Data items:
PR #1236, opened 2025-07-09
ACTIN-2225: Change "no mutations found" to "no relevant genomic alter…

spdeleeuw:
…ations found" to be more accurate for all tests


report/src/main/kotlin/com/hartwig/actin/report/pdf/tables/molecular/WGSSummaryGeneratorFunctions.kt
```diff
@@ -71,7 +71,7 @@ object WGSSummaryGeneratorFunctions {
             if (filteredContents.isEmpty() && !hasTmbData &&
                 actionableEventsWithLowOrMediumDriver.isEmpty() && actionableEventsWithUnknownDriver.isEmpty()
             ) {
-                table.addCell(Cells.createSpanningContent("No mutations found", table))
+                table.addCell(Cells.createSpanningContent("No relevant genomic alterations found", table))
```
ninajacobs, line 74: Maybe remove "genomic", since Archer is RNA, and I don't think 'genomic' adds anything except making the sentence longer?

Or maybe even simply "None"?

ninajacobs (approved):
see comment :)

PR #1237, opened 2025-07-09
Add two body location categories

ninajacobs:


datamodel/src/main/kotlin/com/hartwig/actin/datamodel/clinical/BodyLocationCategory.kt
```diff
@@ -14,6 +14,7 @@ enum class BodyLocationCategory(private val display: String): Displayable {
     GALLBLADDER("gallbladder"),
     HEAD_AND_NECK("head and neck"),
     KIDNEY("kidney"),
+    LARGE_INTESTINE("large intestine"),
```
cbruel, line 17: There is a large overlap between "colorectum" and "large intestine"? Do we really need both?

large intestine = cecum, colon, rectum, anal canal
colorectum = colon, rectum

PR #1254, opened 2025-07-14
ACTIN-2275: Add new rule HAS_HISTORY_OF_GASTROINTESTINAL_FISTULA

cbruel:
I used the ICD constants you mentioned in your comment on the trial, though doubting a bit that I would think gastrointestinal tract includes also stomach / esophagus? Shouldn't we include fistula ICD constants for those organs too?


spdeleeuw (commented):
I agree with addition of oesophagus and stomach

spdeleeuw (approved):

PR #1256, opened 2025-07-14
ACTIN-2283: Show 'other mutations' in Molecular Details

ninajacobs:
I first made a second boolean but then felt probably better to change isShort into an enum?


report/src/main/kotlin/com/hartwig/actin/report/pdf/chapters/MolecularSummaryFunctions.kt
```diff
@@ -0,0 +1,22 @@
...
+
+object MolecularSummaryFunctions {
+
+    enum class SummaryType {
+        SHORT_SUMMARY,
+        LONG_SUMMARY,
+        FULL
+    }
+
+    fun selectMolecularSummary(isMolecularDetailsPage: Boolean, experimentType: ExperimentType? = null): SummaryType {
```
cbruel, line 15: I would simply make this file an `enum class SummaryType` and remove this function. As commented above you can easily inline `SummaryType.FULL` in `MolecularDetailsChapter` and then this function is only still used in one place (`MolecularSummaryGenerator`) where you could add a private function to `MolecularSummaryGenerator` which you can use in line 80.

```
private fun selectMolecularSummary(experimentType: ExperimentType? = null): SummaryType {
return when {
            experimentType == HARTWIG_TARGETED || experimentType == PANEL -> SummaryType.SHORT_SUMMARY
            else -> SummaryType.LONG_SUMMARY
        }
```

cbruel (commented):
Looks good. Few suggestions

report/src/main/kotlin/com/hartwig/actin/report/pdf/chapters/MolecularSummaryFunctions.kt
ninajacobs: very much agreed!

PR #1277, opened 2025-07-31
ACTIN-2313: Take into account exon information for PROMISCUOUS fusions in panel annotation

cbruel:
@ninajacobs I could also ask Korneel next week to review if you prefer
See: https://hartwigmedical.atlassian.net/browse/ACTIN-2313?atlOrigin=eyJpIjoiNjY4MDQ5MDVhNjE0NDAzYjkwODg1Nzk0OTI4MzFhZTYiLCJwIjoiaiJ9


molecular/src/main/kotlin/com/hartwig/actin/molecular/panel/PanelFusionAnnotator.kt
```diff
@@ -89,6 +95,34 @@ class PanelFusionAnnotator(
         return FusionDriverType.NONE
     }
 
+    fun isPromiscuousWithMatchingExons(driverType: FusionDriverType, sequencedFusion: SequencedFusion): Boolean? {
+        return when (driverType) {
+            FusionDriverType.PROMISCUOUS_3 -> {
+                sequencedFusion.exonDown?.let {
+                    knownFusionCache.withinPromiscuousExonRange(
+                        KnownFusionType.PROMISCUOUS_3,
+                        sequencedFusion.transcriptDown,
```
cbruel, line 104: I don't know much about transcripts, but hopefully one of you knows: For the specific example we found (see jira ticket) I can find a transcript in the full pathology report for the FGFR2 gene which starts with NM_.. , the canonical transcript for FGFR2 we have is ENST .. . So I think these transcripts will never match up and this function will always return false? Isn't this a problem for panels we have in more places?

cbruel: Thanks both. Changed code to always use the canonical transcript

ninajacobs (commented):
Hereby my thoughts, sorry have to leave now.. @kzuberihmf would you have a look too?

molecular/src/main/kotlin/com/hartwig/actin/molecular/panel/PanelFusionAnnotator.kt
```diff
@@ -89,12 +96,48 @@ class PanelFusionAnnotator(
...
+            }
+
+            FusionDriverType.PROMISCUOUS_5 -> {
+                sequencedFusion.exonUp?.let {
+                    knownFusionCache.withinPromiscuousExonRange(
+                        KnownFusionType.PROMISCUOUS_5,
+                        sequencedFusion.geneUp?.let { gene ->
+                            val canonicalTranscript = canonicalTranscriptForGene(gene)
+                            checkCanonicalTranscript(canonicalTranscript, gene, it)
+                            canonicalTranscriptForGene(gene).transcriptName()
```
kzuberihmf, line 123: Is calling canonicalTranscriptForGene(gene) again redundant here, can use canonicalTranscript from above?

molecular/src/main/kotlin/com/hartwig/actin/molecular/panel/PanelFusionAnnotator.kt
```diff
@@ -114,11 +157,17 @@ class PanelFusionAnnotator(
...
         val geneData = ensembleDataCache.findGeneDataByName(gene)
             ?: throw IllegalArgumentException("No gene data found for gene $gene")
-        val transcript = ensembleDataCache.findCanonicalTranscript(geneData.geneId())?.transcriptName()
+        return ensembleDataCache.findCanonicalTranscript(geneData.geneId())
             ?: throw IllegalStateException("No canonical transcript found for gene $gene")
-        return transcript
+    }
+
+    private fun checkCanonicalTranscript(transcript: TranscriptData, gene: String, exonEnd: Int) {
+        val exonSize = transcript.exons().size
```
kzuberihmf, line 168: I realize you just renamed this, but I still misread it as meaning the size of a particular exon in bases 😄. Don't have a further suggestion though.

molecular/src/test/kotlin/com/hartwig/actin/molecular/panel/PanelFusionAnnotatorTest.kt
```diff
@@ -101,6 +108,117 @@ class PanelFusionAnnotatorTest {
...
+                matchingExon,
+                matchingExon
+            )
+        } returns true
+
+        assertThat(annotator.isPromiscuousWithMatchingExons(FusionDriverType.PROMISCUOUS_5, fusionMatchingExons)).isEqualTo(true)
+    }
+
+    @Test
+    fun `Should return true for promiscuous 5 fusion outside exon range`() {
```
kzuberihmf, line 190: Should return *false*?

kzuberihmf (approved):

PR #1282, opened 2025-08-05
ACTIN-2357: Add two new rules

cbruel:
Last one, promise :). And this one is easy to review. Will create jira ticket to add implementation later


algo/src/main/kotlin/com/hartwig/actin/algo/evaluation/treatment/HasHadTreatmentCategoryOfOnlyTypesAndMinimumMonthsAsMostRecent.kt
```diff
@@ -0,0 +1,23 @@
...
+import com.hartwig.actin.datamodel.clinical.treatment.TreatmentType
+
+class HasHadTreatmentCategoryOfOnlyTypesAndMinimumMonthsAsMostRecent(
+    private val category: TreatmentCategory,
+    private val types: Set<TreatmentType>,
+    private val months: Int
+) : EvaluationFunction {
+
+    override fun evaluate(record: PatientRecord): Evaluation {
+        return EvaluationFactory.undetermined(
```
spdeleeuw, line 18: Is this implementation temporarily? I think we should be able to actually evaluate this with the data we have?

spdeleeuw (approved):

algo/src/main/kotlin/com/hartwig/actin/algo/evaluation/treatment/HasHadTreatmentCategoryOfOnlyTypesAndMinimumMonthsAsMostRecent.kt
cbruel: @spdeleeuw Yes agree, I wanted to add this as undetermined now, to be able to add this trial and will add implementation later

PR #1289, opened 2025-08-14
ACTIN-2407: Evaluate to LOW DL and provide logging instead of exception when exon not on canonical transcript

cbruel:
After my changes in https://github.com/hartwigmedical/actin/pull/1277 where I throw an exception if the provided exon is not present on the canonical transcript, Nina (and I) felt like a warning would be more appropriate here, since the input isn't really invalid (the exon (probably) exists on the provided transcript). Therefore changed to a warn and evaluating to LOW DL if the provided exon is not present on the canonical transcript.

We also created this related ticket: https://hartwigmedical.atlassian.net/browse/ACTIN-2406

### DIFF
--- a/molecular/src/main/kotlin/com/hartwig/actin/molecular/panel/PanelFusionAnnotator.kt
+++ b/molecular/src/main/kotlin/com/hartwig/actin/molecular/panel/PanelFusionAnnotator.kt
@@ -104,7 +104,7 @@ class PanelFusionAnnotator(
                         KnownFusionType.PROMISCUOUS_3,
                         sequencedFusion.geneDown?.let { gene ->
                             val canonicalTranscript = canonicalTranscriptForGene(gene)
-                            checkCanonicalTranscript(canonicalTranscript, gene, it)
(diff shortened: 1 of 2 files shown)


molecular/src/main/kotlin/com/hartwig/actin/molecular/panel/PanelFusionAnnotator.kt
kduyvesteyn, line 1: I find it somewhat confusing that you "return false" somewhere in the middle of a if-cascade. 

I would refactor such that the function does the following:
 1. Resolve the gene of interest (up or down)
 2. Resolve exon of interest (up or down)
 3. Check if exon exists on canonical transcript of gene, return false if not.
 4. Check if exon is within promiscuous exon range.

Might be worth a try if that makes things more readable? 

Somewhat related - there are many "it" references in the `isPromiscuousWithMatchingExons`, that may add to my level of confusion as well

kduyvesteyn:
To be clear: Logically looks all correct to me and a good improvement! So feel free to merge once you are happy with dealing with (or ignoring!) my feedback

What to work on => Looking at the data above, say how many lines contain the word "clinical", with no added words.

Worked solution => 2